Soffia, foglie, scopa, mucchi.

E’ mattino presto, l’insonne fumatore cammina, è uscito da poco. Guarda e nella testa ripete come un mantra: soffia, foglie, scopa, mucchi. E sorride mentre il vento le risparpaglia distratto. Sorride ai due cani che si rotolano nelle foglie felici, all’auto che ci parcheggia sopra.

Vento, foglie, scopa, mucchi, è l’equivalente di: si nasce, vive, muore, il resto sono chiacchiere. E così sorride ai pochi passanti che semplicemente passano verso qualcosa di definito. Non notano. Neppure il suo sorriso, notano.

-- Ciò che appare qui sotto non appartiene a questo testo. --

PR #860, opened 2019-05-06
MH-13520 Remove unused fields from search index

staubesv:
The Elastic Search index contains a number of fields which we actually do not use at all.

The goal of this task is to remove those fields.


staubesv:
@lkiesow I couldn't resist ;-)

PR #861, opened 2019-05-06
MH-13522 Add option to configure state mappings for workflows

krinnewitz:
This patch adds the possibility to define so-called state mappings for
workflows. State mappings tell what to display in the admin UI when a
workflow is in one of the mapped workflow states. For example, you can
configure that the admin UI should display "Retracting" instead of
"Running" when the retract workflow is active. When no state mappings
are given, the default mappings are used (exactly as before). This is
mainly an usability improvement.

localhost_8080_admin-ng_index html

No migration or index rebuild is needed to make use of the new mappings.
Just extend your workflow defintions accordingly.


docs/scripts/activemq/activemq.xml
```diff
@@ -146,6 +146,16 @@
               </compositeQueue>
             </virtualDestinations>
           </virtualDestinationInterceptor>
+          <virtualDestinationInterceptor>
```
lkiesow: Just a minor thing but can you add a section to the update docs that the activemq configuration needs to be update?

krinnewitz: sure, done

modules/admin-ui/src/main/resources/public/org/opencastproject/adminui/languages/lang-en_US.json
```diff
@@ -507,7 +507,13 @@
...
          "RECORDING_FAILURE": "Recording failure",
          "PROCESSING_FAILURE": "Processing failure",
-         "PROCESSING_CANCELED": "Processing canceled"
+         "PROCESSING_CANCELED": "Processing canceled",
+         "RETRACTING": "Retracting",
+         "DUPLICATING": "Duplicating",
+         "PUBLISHING": "Publishing",
+         "IMPORTING": "Importing",
+         "REPUBLISHING": "Republishing",
+         "UPDATING_PREVIEWS": "Updating Previews"
```
staubesv: "Updating **p**reviews" to be consistent with the other statuses

docs/guides/admin/docs/workflowoperationhandlers/index.md
```diff
@@ -92,3 +92,34 @@ The following table contains the workflow operations that are available in an ou
...
+|**instantiated**| The workflow is queued and will be started as soon as possible | "Pending" |
+|**running**| The workflow is running, no problems so far | "Running" |
+|**stopped**| The workflow was aborted by the user | "Processing canceled" |
+|**paused**| The workflow was paused and can be continued | "Paused" |
+|**succeeded**| The workflow has completed successfully | "Finished" |
+|**failed**| The workflow failed due to an error | "Processing failure" |
+|**failing**| The workflow is still running, but there were errors. It will fail. | "Running" |
+
+Using so-called state mappings, it is possible to refine the labels displayed in the Admin UI events table for a
+particular workflow.
```
KatrinIhler: re-define?

etc/workflows/republish-metadata.xml
```diff
@@ -114,4 +114,9 @@
 
   </operations>
 
+  <state-mappings>
+    <state-mapping state="running">EVENTS.EVENTS.STATUS.REPUBLISHING</state-mapping>
+    <state-mapping state="failing">EVENTS.EVENTS.STATUS.REPUBLISHING</state-mapping>
+  </state-mappings>
+
```
KatrinIhler, line 121: Maybe call this "publishing" as well since we can also publish an already published event, therefore republishing? Or being more specific and calling it "Republishing Metadata"?

modules/admin-ui/src/main/resources/public/org/opencastproject/adminui/languages/lang-en_US.json
```diff
@@ -507,7 +507,13 @@
...
          "RECORDING_FAILURE": "Recording failure",
          "PROCESSING_FAILURE": "Processing failure",
-         "PROCESSING_CANCELED": "Processing canceled"
+         "PROCESSING_CANCELED": "Processing canceled",
+         "RETRACTING": "Retracting",
+         "DUPLICATING": "Duplicating",
+         "PUBLISHING": "Publishing",
+         "IMPORTING": "Importing",
+         "REPUBLISHING": "Republishing",
+         "UPDATING_PREVIEWS": "Updating previews"
```
KatrinIhler, line 518: Maybe separate the actual event statuses and the displayable statuses here?

modules/admin-ui/src/main/webapp/scripts/modules/events/partials/eventsStatusCell.html
```diff
@@ -1,5 +1,5 @@
 <a class="crosslink"
    ng-click="table.addFilterToStorage('status', row.event_status_raw)"
    title="{{ 'EVENTS.EVENTS.TABLE.TOOLTIP.STATUS' | translate }}">
-  {{row.event_status}}
+  {{row.displayable_status}}
```
KatrinIhler, line 4: Maybe make displayable status optional and fall back to event status if it's not defined?
This would it also make unnecessary to update all test data.

modules/workflow-service-api/src/main/java/org/opencastproject/workflow/api/WorkflowStateMappingImpl.java
```diff
@@ -0,0 +1,93 @@
...
+  }
+
+  /**
+   * @param state
+   *          The state to map
+   * @param value
+   *          The value to use for the state
+   */
+  public WorkflowStateMappingImpl(WorkflowInstance.WorkflowState state, String value) {
+    this();
```
KatrinIhler: Why is this necessary?

modules/message-broker-api/src/main/java/org/opencastproject/message/broker/api/workflow/SerializableWorkflowStateMapping.java
```diff
@@ -0,0 +1,45 @@
...
+ * the License.
+ *
+ */
+
+package org.opencastproject.message.broker.api.workflow;
+
+import java.io.Serializable;
+
+public class SerializableWorkflowStateMapping implements Serializable {
+
```
KatrinIhler: Why does this not extend WorkflowStateMapping / why is WorkflowStateMapping itself not simply serializable?

modules/workflow-service-impl/src/main/java/org/opencastproject/workflow/impl/WorkflowDefinitionScanner.java
```diff
@@ -124,6 +154,23 @@ public boolean accept(File arg0, String name) {
...
+        WorkflowDefinitionItem.WORKFLOW_DEFINITION_QUEUE,
+        MessageSender.DestinationType.Queue,
+        new WorkflowDefinitionItem(def.getId(),
+            def.getStateMappings()
+                .stream()
+                .map(m -> new SerializableWorkflowStateMapping(m.getState().name(), m.getValue()))
+                .toArray(SerializableWorkflowStateMapping[]::new)
+        )
+      )
+    );
```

Di mattina presto la città è diversa, emergono uomini che poi si rintanano nel giorno. Ognuno dove ha scelto, la necessità è una scusa, si rintanano e basta. E così guarda, accumula in testa. Ripete: soffia, foglie, scopa, mucchi come fosse il riassunto di un modo privato del sentire. Poi scivola di pensiero, si ricorda perché è uscito: ci s’innamora d’autunno. Pensa. E prende a calci qualche foglia sparsa. Ci si innamora e poi si attende. Può succedere una cosa e il suo contrario, la felicità o la disperazione, tutto in poco tempo e in una noce d’energia. Come un big bang, ma ordinato e se tutto schizza ovunque c’è  un procedere pieno di contrasti. Magari ci fosse il caos e basta, l’emozione, c’è l’ordine delle scelte. Entropia positiva, o almeno pare. Urgenze frenetiche, tempi dolci di certezze, abissi d’attese, insicurezze improvvise. E poi domande. Domande, sempre domande, presagi di qualcosa che sarà gioia o delusione. Non voglio la delusione, si dice, ma accade.  E così mi difendo. Metto ragioni, incredulità, speranze deluse, tutto a far da freno. Però non funziona, la somma delle cadute pregresse non è un antidoto alla voglia di correre. Semplicemente tutto ricomincia. Solo in amore non c’è un prima e un dopo. Non c’è almeno per quell’attimo magico in cui tutto è possibile.

S’è alzato di buon mattino dopo una notte passata tra sogni e risvegli. Sogni fastidiosi, aggressivi che sembravano accordarsi alla sensibilità della veglia. Attorno, nel buio temperato dalle spie d’interruttori, rumori, schiocchi, pensiero di topi o di qualche preesistenza. Le case che hanno avuto altre vite portano impronte del sentire. Lì qualcosa, di certo, era avvenuto. Parole scambiate, ira, risate, era stato fatto l’amore, consumati rapporti frettolosi, delusioni, rabbie, rassegnazioni, speranze, obiettivi, piccoli passi di figli, risvegli, abitudini, pasti stanchi, veglie. Tutto accumulato in energia che s’era infiltrata tra i mattoni assieme ai desideri sino ad esplodere in rivoli di scelte, di alternative, di stanchezze soddisfatte, di vuoti, d’improvvise felicità. Tutto lì dentro, in pochi metri quadrati, nell’infinito campionario degli usuali modi di vivere. E nella sua veglia cosa restava? Un senso di bisogno, un’ assenza forte, un moto d’amore, un guardare il soffitto nel buio, un muoversi dentro, fatto di attese e di piccoli estranei rumori che generavano inquietudine.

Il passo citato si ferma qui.